▶ Problem statement
Scan the entries below for "michalrentka" and copy each line that holds it.

▶ The data
PR #791, opened 2023-10-25
Improve master container bottom additional safe area inset

mvasilak:
https://forums.zotero.org/discussion/108739/ios-tag-pane-prevents-scrolling-collections/

Adjusts additional safe area insets for interested view controllers, so they can always scroll to bottom of their content, regardless of the bottom sheet height.

### DIFF
--- a/Zotero/Scenes/Master/MasterContainerViewController.swift
+++ b/Zotero/Scenes/Master/MasterContainerViewController.swift
@@ -16,6 +16,17 @@ protocol DraggableViewController: UIViewController {
     func disablePanning()
 }
 
+protocol BottomSheetObserver: UIViewController {
+    func bottomSheetUpdated(hidden: Bool, containerHeight: CGFloat, topOffset: CGFloat)
+}
+
+extension BottomSheetObserver {
+    func bottomSheetUpdated(hidden: Bool, containerHeight: CGFloat, topOffset: CGFloat) {
+        let bottomInset: CGFloat = hidden ? .zero : (containerHeight - topOffset)
+        additionalSafeAreaInsets = UIEdgeInsets(top: 0, left: 0, bottom: bottomInset, right: 0)
+    }
+}
+
 final class MasterContainerViewController: UINavigationController {
     enum BottomPosition {
         case mostlyVisible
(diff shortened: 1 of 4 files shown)


Zotero/Scenes/Master/MasterContainerViewController.swift
```diff
@@ -16,37 +16,48 @@ protocol DraggableViewController: UIViewController {
...
+}
+
 final class MasterContainerViewController: UINavigationController {
     enum BottomPosition {
         case mostlyVisible
         case `default`
         case hidden
         case custom(CGFloat)
-
+
```
michalrentka, line 36: Lots of tabs added again

Zotero/Scenes/Master/MasterContainerViewController.swift
```diff
@@ -304,34 +316,38 @@ final class MasterContainerViewController: UINavigationController {
...
-        let visibleHeight = size.height - keyboardHeight
-        set(bottomPosition: bottomPosition, containerHeight: visibleHeight)
-
+        
+        set(bottomPosition: bottomPosition, containerHeight: size.height, keyboardHeight: keyboardHeight)
+        
         coordinator.animate(alongsideTransition: { _ in
             self.view.layoutIfNeeded()
         }, completion: nil)
+        coordinator.animate { _ in
```
michalrentka, line 339: Why does the coordinator animate view layout changes twice? Wasn't there supposed to be just `completion` block added to existing `coordinator.animate(alongsideTransition: ...`?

▶ Output for this exercise
michalrentka, line 36: Lots of tabs added again
michalrentka, line 339: Why does the coordinator animate view layout changes twice? Wasn't there supposed to be just `completion` block added to existing `coordinator.animate(alongsideTransition: ...`?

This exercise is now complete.